- [Problem to work on] Once you reach the line containing "feat: add CLI" in the data below, restate each line word for word up to and including the one containing "available at https://crates.io/crates/clap_complete.".

Collected data:
════════
PR #1373, opened 2024-01-16
feat: add CLI completion script generation subcommand

### LINKED ISSUE #1371: Add shell completion script generation to the CLI
`clap` provides a package for this called available at https://crates.io/crates/clap_complete.

The package would be added as a runtime dependency. The CLI could then provide a new command called `completion`, accepting the shell name and printing the completion script to stdout.

If this feature is desired, I can open a PR.

mainrs:
Closes #1371

### DIFF
--- a/Cargo.lock
+++ b/Cargo.lock
@@ -256,6 +256,15 @@ dependencies = [
 ]
 
 [[package]]
+name = "clap_complete"
+version = "4.4.7"
+source = "registry+https://github.com/rust-lang/crates.io-index"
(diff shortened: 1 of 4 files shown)


pchickey (approved):
Thanks! This is a nice helpful improvement.

mainrs:
Let me know if changes are necessary.

mainrs:
I have chosen fish since its the only shell I know that has a specific path for installing completion scripts. Other shells I am aware of like bash and zsh use different paths depending on OS, system configuration and so on.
════════
- [Answer space]
feat: add CLI completion script generation subcommand

### LINKED ISSUE #1371: Add shell completion script generation to the CLI
`clap` provides a package for this called available at https://crates.io/crates/clap_complete.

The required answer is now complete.